Citoyens gardes nationaux, qui êtes appelés à la défense de nos libertés, soyez sans crainte sur l’avenir de vos enfants : si vous succombiez, la Commune les adoptera et nous les élèverons dans le souvenir du courage de leurs pères et dans la haine de l’oppression.

Citoyennes qui avez recours à l’assistance communale, gagnez les secours que nous vous accordons par le travail que vous ferez pour l’entretien de nos orphelins.

Et vous tous, commerçants et ouvriers, concourez avec nous à cette bonne œuvre, qui consiste à remplacer un établissement où florissait l’enseignement clérical par notre Maison des Orphelins de la Commune !

Les Membres de la Commune,
Ant. ARNAUD, DEMAY, Clovis DUPONT, PINDY.
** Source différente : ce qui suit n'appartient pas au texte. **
PR #493, opened 2023-10-02
Separate workflows/CI for subpackages

### LINKED ISSUE #265: Separate workflows for the different packages?
As a way of getting the CI tests to be run faster, we could try to have different workflows, that is, one per each package (`data`, `ml`, `docking`, etc... ). This would allow for tests to run in parallel and have separate and smaller environments for each, even though we wouldn't have a single environment file for all the packages, that would be the tradeoff.

### LINKED ISSUE #480: Segmentation fault in spruce protein test in CI
We have been consistently getting a segmentation fault for the CI tests. Namely the [`test_spruce_protein[mers]` test](https://github.com/choderalab/asapdiscovery/actions/runs/6242281217/job/16945951393#step:7:1028).

It is only happening on the Linux CI tests. I cannot reproduce this locally using my linux workstation, all tests are running fine there.

ijpulidos:
## Description
Testing if separating workflows for packages fixes our CI.

In this case it is testing `macos` in a single workflow for all subpackages. This is possible since the "offending" tests were skipped for this OS.

On the other hand, we are separating all subpackages tests for `linux`. It is going to be a bit annoying when we need to update them, but I think it's better to have a single approach (everything separated and "flexible") than having to think what is separated and what isn't. We would need to study if we hit a limit with the amount of workflows or workers that we can run in the project but I think we are fine that way as far as I have tested.

Resolves #265 
Resolves #480

### DIFF
--- a/.github/workflows/alchemy.yaml
+++ b/.github/workflows/alchemy.yaml
@@ -1,0 +1,99 @@
+name: alchemy-ci
+
+on:
+  push:
+    branches:
+      - "main"
+  pull_request:
+    branches:
+      - "main"
+  schedule:
+    # Nightly tests run on main by default:
+    #   Scheduled workflows run on the latest commit on the default or base branch.
+    #   (from https://help.github.com/en/actions/reference/events-that-trigger-workflows#scheduled-events-schedule)
+    - cron: "0 0 * * *"
+  workflow_dispatch:
+
+concurrency:
+  group: "${{ github.workflow }}-${{ github.ref }}"
+  cancel-in-progress: true
+
+defaults:
+  run:
+    shell: bash -l {0}
+
+jobs:
+  test:
+    name: Test on ${{ matrix.os }}, Python ${{ matrix.python-version }}
+    runs-on: ${{ matrix.os }}
+    strategy:
+      fail-fast: false
+      matrix:
+        os: [ubuntu-latest]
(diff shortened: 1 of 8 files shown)


ijpulidos:
Apparently testing docking needs every other asapdiscovery subpackage. I think we probably need to come up with more unitary tests for the docking software.

hmacdope:
Legitimate failure #496 in single-target

ijpulidos:
I guess another advantage of separating the workflows like this is that it should be easier to know where the failure is (which subpackage tests are failing)

hmacdope:
@ijpulidos just while I think of it also need `asapdiscovery-alchemy`

ijpulidos:
@hmacdope Oh definitely! haha, I missed that one. Thanks!

Simulation and docking tests should fail (simulation isn't testing anything and docking has a legitimate fail).

hmacdope (approved):
Seems great! Feel free to merge @ijpulidos.

ijpulidos:
Merging to main, this fixes the segmentation fault issue with the costs of having many separate workflows to maintain now.

We can probably review this in the future if needed, if it becomes too inconvenient to have this amount of granularity.

The macos test that is failing was also failing before these changes, so it's something unrelated to these changes. We probably need to skip that one in macos as well.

Les Membres de la Commune du 3e arrondissement
ARRÊTENT :
Les citoyens BIBAL, Président de la Commission des écoles du 3e arrondissement ;
DUBARD,
DEDIOT père,
LÉON JACOB, Secrétaire général,
sont nommés Membres de l’Administration de l’Orphelinat communal, sous la présidence des Membres de la Commune du 3e arrondissement.
Ant. ARNAUD, DEMAY. Clovis DUPONT. PINDY.

IMPRIMERIE NATIONALE. — Mai 1871.


sources :

Texte d’après Les Murailles politiques françaises, tome II : la Commune, Paris, Versailles, la Province (Paris : Le Chevalier, 1874. 688 p.), p. 520.